Позабыв всякую осторожность, Хельги залпом осушил его — только зубы лязгнули о стекло — и замер. Он не представлял, как вести себя, не знал, что сказать.

А маг — знал. Лицо его, минуту назад одухотворенно-светлое, помолодевшее, вновь одряхлело и ожесточилось, глубокие скорбные морщины пролегли от угла рта…

— Теперь внемли мне, юный демон Ингрем. Я расскажу тебе, как погибал Эмайн…

Это был большой заговор магов и жрецов, людей и нелюдей. Богатые, кровавые жертвы получили злые боги Севера. И настала вечная зима, оттеснив Границу жизни далеко на юг. В Замерзший Архипелаг превратились благодатные острова.

Но льды не приходят в один день. Это не раскаленная лава, плещущая из жерла вулкана. Не оползень, не обвал, не снежная лавина. Льды ползут медленно, дарят своим жертвам возможность уйти и спастись. Или погибнуть смертью мучительно-медленной — кто какую участь предпочтет…

Лета не было четыре года. Его ждали с надеждой — оно не приходило, даже в июле с северной стороны холмов лежал снег. А солнце слепило, холодное и злое. Лучи его больше не согревали землю.

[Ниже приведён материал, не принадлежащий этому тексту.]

PR #419, opened 2023-06-15
Change the units of some data items to 'unspecified'.

### LINKED ISSUE #409: units for dataitems with mixed units?

vaitkus:
Closes #409.

Specifically, this PR changes the units of some data items to 'unspecified'. The items in need of this change were taken from the a comment by @rowlesmr in issue #409 (https://github.com/COMCIFS/cif_core/issues/409#issuecomment-1574719776).

However, I did not modify two of the items:
* `_atom_type_scat.versus_stol_list`. This item will be overhauled to return its compatibility with DDL1 (see #216).
* `_refln.form_factor_table`. Here the units seems to depend on the type of radiation. If I correctly understand the dREL code in case of "neutron" we end up with `femtometres` and otherwise we end up with `none`. So maybe we could have a `Definition` method  that assigns units based on this criteria (as is already done in the case of `_refine_diff.density_max_su`).

### DIFF
--- a/cif_core.dic
+++ b/cif_core.dic
@@ -10,7 +10,7 @@ data_CORE_DIC
     _dictionary.title             CORE_DIC
     _dictionary.class             Instance
     _dictionary.version           3.3.0
-    _dictionary.date              2023-06-03
+    _dictionary.date              2023-06-16
     _dictionary.uri
         https://raw.githubusercontent.com/COMCIFS/cif_core/master/cif_core.dic
     _dictionary.ddl_conformance   4.1.0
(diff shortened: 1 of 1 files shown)


jamesrhester (approved):
Happy with this.

rowlesmr (approved):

Тогда о проклятии заговорили люди. Они бросали добротные дома, еще недавно такие плодородные поля и тучные луга. Они грузили на утлые свои суда нехитрые пожитки и отощавший скот, плыли на континент, семья за семьей. Ушли те, кто смог, кто не успел умереть от голода — самые богатые. Что ждало их, привыкших к счастливой, сытой жизни без войн и болезней, в чужом краю? Уцелели они или погибли? Никто того не ведает. Некому было следить за их судьбой, как некому считать умерших на островах. И иссохшие тела несчастных не были преданы огню или земле, они так и оставались лежать там, где их застигал конец — замерзшие, как камень.

Но Волшебная страна еще жила. Держалась силой своей магии, сокрытая под ее завесой — и не было ей дела до внешнего мира, до бед людских. Еще лились над холмами и равнинами чудесные песни, рыцари выезжали на турниры, и в королевском замке шли балы…

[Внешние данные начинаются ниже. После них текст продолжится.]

PR #420, opened 2023-06-16
add _dictionary.doi

### LINKED ISSUE #416: Do we need a `_dictionary.DOI` attribute?
We are planning to assign a DOI to each dictionary as well as each version of each dictionary. Is there any point including this DOI within the dictionary itself, e.g. through a `_dictionary.doi` tag?

Reasons why it would be pointless is that, if you have the actual dictionary already, the DOI doesn't give you anything new. Reasons why it might be reasonable is that the DOI could point to a landing page that provided more background information, (in which case the DOI is not really the DOI of the dictionary file itself, however.)

Similar arguments apply to `_dictionary.url`, so I wonder if that is necessary as well.

rowlesmr:
Will close #416

It is "The" DOI, as there should only be one (AFAIK).

It's "the DOI for this dictionary", as it should point to the actual dictionary file (https://github.com/COMCIFS/cif_core/issues/416#issuecomment-1594442167)

It's of type.content `Word`, as the DOI probably shouldn't be given as a URI ("I would (personally) prefer that _dictionary.DOI be given as 10.1107/cifdic_000002 etc., but that does run counter to CrossRef guidance and almost-universal practice." https://github.com/COMCIFS/cif_core/issues/416#issuecomment-1593324634)

### DIFF
--- a/ddl.dic
+++ b/ddl.dic
@@ -10,7 +10,7 @@ data_DDL_DIC
     _dictionary.title             DDL_DIC
     _dictionary.class             Reference
     _dictionary.version           4.1.0
-    _dictionary.date              2023-06-10
+    _dictionary.date              2023-06-19
     _dictionary.uri
         https://raw.githubusercontent.com/COMCIFS/cif_core/master/ddl.dic
     _dictionary.ddl_conformance   4.1.0
@@ -543,6 +543,24 @@ save_dictionary.ddl_conformance
     _type.source                  Assigned
     _type.container               Single
     _type.contents                Version
+
+save_
+
+save_dictionary.doi
+
+    _definition.id                '_dictionary.doi'
+    _definition.class             Attribute
+    _definition.update            2023-06-19
+    _description.text
+;
+    The digital object identifier (DOI) for this dictionary.
+;
+    _name.category_id             dictionary
+    _name.object_id               doi
+    _type.purpose                 Identify
+    _type.source                  Assigned
+    _type.container               Single
+    _type.contents                Word
 
 save_
 
@@ -2842,7 +2860,7 @@ save_
 
        Unified the spelling of certain words.
 ;
-         4.1.0                    2023-06-10
+         4.1.0                    2023-06-19
 ;
        Added new 'Word' content type.
 
@@ -2876,4 +2894,7 @@ save_
 
        Added DICTIONARY_AUTHOR to allow details of dictionary authors to be
        recorded.
+
+       Added _dictionary.doi to record the persistent Digital Object Identifier
+       of a dictionary.
 ;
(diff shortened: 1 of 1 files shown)


ddl.dic
```diff
@@ -546,6 +546,24 @@ save_dictionary.ddl_conformance
...
 save_
 
+save_dictionary.doi
+
+    _definition.id                '_dictionary.doi'
+    _definition.class             Attribute
+    _definition.update            2023-06-19
+    _description.text
+;
+    The digital object identifier (DOI) for this dictionary.
```
vaitkus, line 556:
```suggestion
    The digital object identifier (DOI) of the dictionary.
```

ddl.dic
```diff
@@ -546,6 +546,24 @@ save_dictionary.ddl_conformance
 
 save_
 
+save_dictionary.doi
+
+    _definition.id                '_dictionary.doi'
```
vaitkus, line 551:
```suggestion
    _definition.id                '_dictionary.DOI'
```

vaitkus: The capitalised version of the DOI acronym seems to be used in data names throughout CIF_CORE.

ddl.dic
```diff
@@ -546,6 +546,24 @@ save_dictionary.ddl_conformance
...
+    _description.text
+;
+    The digital object identifier (DOI) for this dictionary.
+;
+    _name.category_id             dictionary
+    _name.object_id               doi
+    _type.purpose                 Identify
+    _type.source                  Assigned
+    _type.container               Single
+    _type.contents                Word
```
vaitkus, line 563:
```suggestion
    _type.contents                Text
```

vaitkus: We went with `Text` in all other DOI-related definitions. Probably because DOI strings can technically contain spaces ("DOI names may incorporate any printable characters, <...> which is the character set defined by Unicode) [1].

[1] https://www.doi.org/the-identifier/resources/handbook/2_numbering#2.5.1

ddl.dic
```diff
@@ -546,6 +546,24 @@ save_dictionary.ddl_conformance
...
+
```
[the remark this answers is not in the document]
rowlesmr: @nautolycus and @publcif can do battle.

ddl.dic
rowlesmr: Can see how that is wrong now.

jamesrhester:
I think `Recommended` is the default?

vaitkus:
The `_dictionary_valid.option` does have the default value of `Recommended`, but I do not think that it automatically applies to items by default, i.e. they still have to be included in the `_dictionary_valid.attributes` list.

I have created a PR for this (#428), but note that the checks currently fail due to the dictionaries not having the item.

Но однажды на северном горизонте показалась тонкая белая полоса. Она близилась, она росла ввысь день за днем, она превратилась в стену и закрыла горизонт… И тут началось вторжение с континента. В проливе стало тесно от кораблей. Кованые сапоги завоевателей топтали некогда заветную землю. Боевые маги подлых народов и изменники из числа народов высших крушили Предел за Пределом, пробивали завесу магии Волшебной страны, И гибли благородные воины ее, сотнями, тысячами, десятками тысяч. Стон и плач стояли во дворцах, и в убежищах под холмами, и на вольных равнинах… А льды шли, надвигались неумолимо, накрывали гибнущую землю тяжелой могильной плитой. Не стало больше садов, дубрав и вересковых пустошей, столь милых душе поэтов. Не стало озер и горячих фонтанов, радуги померкли, и жидкий огонь недр погас, будто остыло само сердце несчастной земли. Только лед и снег, снег и лед, и кровь на льду, и черными крестами вмерзшие в лед тела…

Шел седьмой год войны, когда в последний из уцелевших островных Пределов пришла страшная, гибельная весть: Пределы континента изменили своей королеве и стали на сторону Коллегии, а те, что хранили верность, — уничтожены войсками Карола Освободителя. Надежда умерла, как умерла сама жизнь благодатных островов Эмайн. Неоткуда стало ждать помощи, и отступать, бежать — некуда.